Abstract:
Objective To investigate the predictive value of combined monitoring of infliximab (IFX) trough concentration, anti-infliximab antibody (ATI) levels, and fecal calprotectin (FC) for the disease activity of Crohn’s disease (CD).
Methods A total of 80 CD patients admitted to The Second Affiliated Hospital of Zhejiang Chinese Medical University from January 2022 to December 2024 were enrolled. According to the Crohn’s disease activity index (CDAI) scores, the patients were divided into a remission group (
n = 57) and an active group (
n = 23). Clinical data, IFX trough concentration, ATI levels, and FC were compared between the two groups. Pearson correlation analysis was used to explore the correlations of IFX trough concentration, ATI levels, and FC with CDAI scores. Binary Logistic regression analysis was performed to identify independent influencing factors for disease activity in CD patients. Receiver operating characteristic (ROC) curve analysis was applied to evaluate the predictive value of individual and combined monitoring of each indicator for CD activity.
Results The erythrocyte sedimentation rate (ESR) and C-reactive protein (CRP) levels in the active group were significantly higher than those in the remission group (all
P < 0.05). IFX trough concentration in the active group was significantly lower than that in the remission group, while the ATI levels and FC were significantly higher (all
P < 0.05).
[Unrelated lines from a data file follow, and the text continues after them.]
PR #641, opened 2022-07-20
Convert search parameters to form inputs when using `data-turbo-stream`

LVMBDV:
Fixes a problem pointed out recently on #612 by @seanabrahams and @kevinmcconnell.

Links with `data-turbo-stream` are converted to forms, and forms with method="GET" don't submit the query string part of their action. This can be circumvented by iterating through any query string parameters and adding them to the generated form as hidden inputs.

Note: MDN refers to what we usually call "query string parameters" as "search parameters". This is a bit confusing, but it's the correct terminology I guess :)

### DIFF
--- a/src/observers/form_link_interceptor.ts
+++ b/src/observers/form_link_interceptor.ts
@@ -35,6 +35,16 @@ export class FormLinkInterceptor implements LinkInterceptorDelegate {
     form.setAttribute("action", action)
     form.setAttribute("hidden", "")
 
+    const searchParameters = new URLSearchParams(new URL(action, window.location.toString()).search)
+    for (const [name, value] of searchParameters) {
+      const input = document.createElement("input")
+      input.setAttribute("type", "hidden")
+      input.setAttribute("name", name)
+      input.setAttribute("value", value)
+
+      form.appendChild(input)
+    }
+
     const method = link.getAttribute("data-turbo-method")
     if (method) form.setAttribute("method", method)
 


kevinmcconnell:
I've been looking at a different approach to this problem as well. Originally it seemed like submitting `data-turbo-stream` links as forms would be a straightforward & safe way to do this (especially as we already have `data-turbo-method` doing something similar), but seeing that issue with parameters come up it's making me doubt that approach.

I've got a branch going where I'm trying a different tack -- rather than submit these stream links as `GET` forms, the navigation code can simply add the stream MIME type to its usual request if the link has `data-turbo-stream` (in much the way way as the `FormSubmission` adds it according to its own logic). I think that will actually be a less invasive change, and less likely to introduce any unexpected behaviour, since the only change to the request will be that extra item in the `Accept` header.

I think it would be worth looking at that approach before we settle on the right fix. I'll try to get a PR open as soon as I can (but it will probably be a few days, sorry; busy week at work!)

@seanpdoyle does that sound reasonable to you?

seanpdoyle:
@kevinmcconnell I'm in favor of that change.

> I'll try to get a PR open as soon as I can (but it will probably be a few days, sorry; busy week at work!)

I could draft something up today, if that's OK with you.

@LVMBDV could you create a test or two exercising the implementation change in this pull request? If you're able to add them here, I'll make sure to get them passing on the alternative PR.

kevinmcconnell:
> I could draft something up today, if that's OK with you.

Absolutely, that would be great 👍

FWIW, the approach I was looking at is to add an `acceptsStreamResponse` option to `VisitOptions`, which `Visit` can refer to in a `prepareHeadersForRequest`. That way, the `Session` can set that option appropriately when handling clicks. Seems to work pretty well, and is a less intrusive change. The part I hadn't tackled yet is that the `FrameController` will (I think) also want something similar, for the cases where it's issuing the request. That's where I ran out of time :)

Of course you may have an entirely different approach in mind; just wanted to mention where I'd reached, in case it saves you any time.

LVMBDV:
Hi, I needed this for a specific use case I stopped pursuing to allocate more time to releasing an MVP. If the other approaches don't work out, I can refine this PR i.e. add tests and documentation but let's shelve this one until that's decided.

dhh:
Solved via https://github.com/hotwired/turbo/pull/647 instead.

PR #647, opened 2022-07-25
Don't convert `data-turbo-stream` links to forms

kevinmcconnell:
The initial implementation of the `data-turbo-stream` attribute worked
by treating requests with that attribute as form submissions (which
would be `GET` form submissions, unless a different method type was
indicated).

This allowed us to include the `data-turbo-stream` logic in
`FormSubmission`, which was responsible for properly setting the
`Accept` header.

However, there are some downsides to submitting the requests as form
submissions. For example, a `GET` form submission does not include the
search portion of the URL. Additionally, servers are free to respond to
`data-turbo-stream` requests with plain HTML responses, and in that case
we don't want Turbo's handling of the response to differ from what it
would have been if the `data-turbo-stream` attribute wasn't present.

This commit takes a different approach. In this version, elements that
have `data-turbo-stream` continue to be processed by the same object
that they would otherwise, whether that's a `FormSubmission`, a `Visit`
or a `FrameController`. However each of these objects is now aware of
the `data-turbo-stream` attribute, and each will include the Turbo
Stream MIME type when appropriate.

This minimizes the impact of `data-turbo-stream` so that the only effect
it has is on the inclusion of that MIME type.

### DIFF
--- a/src/tests/functional/form_submission_tests.ts
+++ b/src/tests/functional/form_submission_tests.ts
@@ -886,17 +886,10 @@ test("test stream link GET method form submission inside frame", async ({ page }
 test("test stream link inside frame", async ({ page }) => {
   await page.click("#stream-link-inside-frame")
 
-  const { fetchOptions } = await nextEventNamed(page, "turbo:before-fetch-request")
+  const { fetchOptions, url } = await nextEventNamed(page, "turbo:before-fetch-request")
 
   assert.ok(fetchOptions.headers["Accept"].includes("text/vnd.turbo-stream.html"))
-})
-
-test("test stream link outside frame", async ({ page }) => {
-  await page.click("#stream-link-outside-frame")
-
-  const { fetchOptions } = await nextEventNamed(page, "turbo:before-fetch-request")
-
-  assert.ok(fetchOptions.headers["Accept"].includes("text/vnd.turbo-stream.html"))
+  assert.equal(getSearchParam(url, "content"), "Link!")
 })
 
 test("test link method form submission within form inside frame", async ({ page }) => {
--- a/src/core/drive/form_submission.ts
+++ b/src/core/drive/form_submission.ts
@@ -161,7 +161,7 @@ export class FormSubmission {
     }
 
     if (this.requestAcceptsTurboStreamResponse(request)) {
-      headers["Accept"] = [StreamMessage.contentType, headers["Accept"]].join(", ")
+      request.acceptResponseType(StreamMessage.contentType)
     }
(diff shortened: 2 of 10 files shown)


src/observers/form_link_interceptor.ts
```diff
@@ -23,10 +23,7 @@ export class FormLinkInterceptor implements LinkInterceptorDelegate {
   }
 
   shouldInterceptLinkClick(link: Element): boolean {
-    return (
-      this.delegate.shouldInterceptFormLinkClick(link) &&
-      (link.hasAttribute("data-turbo-method") || link.hasAttribute("data-turbo-stream"))
-    )
+    return this.delegate.shouldInterceptFormLinkClick(link) && link.hasAttribute("data-turbo-method")
```
kevinmcconnell, line 26: Removing the check for `data-turbo-stream` here is what removes the previous behaviour of turning `data-turbo-stream` links into `GET` form submissions.

src/tests/functional/form_submission_tests.ts
```diff
@@ -843,17 +843,10 @@ test("test stream link GET method form submission inside frame", async ({ page }
 test("test stream link inside frame", async ({ page }) => {
   await page.click("#stream-link-inside-frame")
 
-  const { fetchOptions } = await nextEventNamed(page, "turbo:before-fetch-request")
-
-  assert.ok(fetchOptions.headers["Accept"].includes("text/vnd.turbo-stream.html"))
-})
-
-test("test stream link outside frame", async ({ page }) => {
```
kevinmcconnell, line 851: As links like this are no longer treated as form submissions, I've moved this to the visit tests.

kevinmcconnell:
This is an alternative approach to fixing the issue in #641 (as [discussed](https://github.com/hotwired/turbo/pull/641#issuecomment-1190328737) on that PR), and also generally improves on #612.

@seanpdoyle I finally found some time to finish this up after we discussed it last week. Would you mind taking a look if you get a chance? Thanks!

kevinmcconnell:
@dhh could we include this in the 7.2.0 milestone? I think this a better implementation of `data-turbo-stream`, and it would be nice to get the extra testing on this version before shipping.

dhh:
Can you rebase?

kevinmcconnell:
@dhh this has been rebased now.

kevinmcconnell:
You can ignore the extra couple of force pushes here -- was just triggering CI to get a clean test run. It looks like we have a couple of flaky tests on `main` at the moment.

PR #648, opened 2022-07-25
Disabling Drive keeps Frames default behaviour

rik:
https://github.com/hotwired/turbo/pull/196 introduced the ability to disable Drive by default. An unintentional side-effect was that it also disabled Frame by default. Every Frame needed the data-turbo attribute to be enabled: `<turbo-frame data-turbo="true">`. This makes it so that `Turbo.session.drive = false` only affects Drive.

On top of the logic change, we rename the Session methods to remove the Drive vocabulary.

---

@gregschmit Ping as the author of #196. Am I right to assume that this was an un unintentional side-effect?

### DIFF
--- a/src/core/frames/frame_controller.ts
+++ b/src/core/frames/frame_controller.ts
@@ -431,11 +431,11 @@ export class FrameController
       }
     }
 
-    if (!session.elementDriveEnabled(element)) {
+    if (!session.elementIsNavigatable(element)) {
       return false
     }
 
-    if (submitter && !session.elementDriveEnabled(submitter)) {
+    if (submitter && !session.elementIsNavigatable(submitter)) {
       return false
     }
 
--- a/src/core/session.ts
+++ b/src/core/session.ts
@@ -175,7 +175,7 @@ export class Session
 
   willFollowLinkToLocation(link: Element, location: URL, event: MouseEvent) {
     return (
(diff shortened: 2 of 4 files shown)


gregschmit:
Yes, that was definitely unintentional. I thought that since frames are opt-in already (in the sense that you have to explicitly use the `turbo-frame` element), that they wouldn't be impacted by the `data-turbo` element property to determine whether they should function as frames (but I see now that they are looking at `elementIsNavigatable`).

This change makes a lot of sense to me, because it essentially says that if you've inserted a `turbo-frame` element, then turbo should be enabled in that context, even if you disabled it by default.

guillaumewrobel:
Breaking change in our codebase, but we'll add `target="_top"` or `data-turbo="false"` to all links inside `<turbo-frame-tag>`

hidr0:
This broke something for me too.

@gregschmit could you please humour me and explain how:

> This change makes a lot of sense to me, because it essentially says that if you've inserted a turbo-frame element, then turbo should be enabled in that context, even if you disabled it by default.

`should be enabled in that context, even if you disabled it by default.` isn't default needed to be default?

Thinking out loud here, I kind of get your point, but in this way there is not easy one switch to disabled Drive application wide. Do we need that one switch, hmm.. Not sure.

Maybe we need a flag to disable Drive + Frames?

Just raising a flag here.

PR #649, opened 2022-07-27
`Turbo.visit(..., { frame: "frame" })`

seanpdoyle:
Add support for driving a `<turbo-frame>` element from a
`Turbo.visit(...)` call.

Internally, Turbo has some constraints for finding and driving a
`<turbo-frame>` element, namely that it has an `[id]` attribute and that
it is not marked with a `[disabled]` attribute.

Supporting `Turbo.visit` calls that specify a `frame:` option
provide an opportunity to encapsulate those details from callers while
still providing element finding utility.

### DIFF
--- a/src/core/drive/visit.ts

Pearson correlation analysis showed that IFX trough concentration was negatively correlated with CDAI scores (
P < 0.05), and both ATI levels and FC were positively correlated with CDAI scores (all
P < 0.05). Binary Logistic regression analysis indicated that IFX trough concentration, ATI levels, and FC were independent influencing factors for disease activity in CD patients (all
P < 0.05). ROC curve analysis revealed that the areas under the curve (AUC) for predicting CD activity by individual monitoring of IFX trough concentration, ATI levels, FC, and their combined monitoring were 0.784, 0.791, 0.808, and 0.976, respectively.
Conclusion IFX trough concentration, ATI levels, and FC are closely associated with disease activity in CD patients. Combined monitoring of these three parameters can significantly improve the predictive efficacy for CD activity.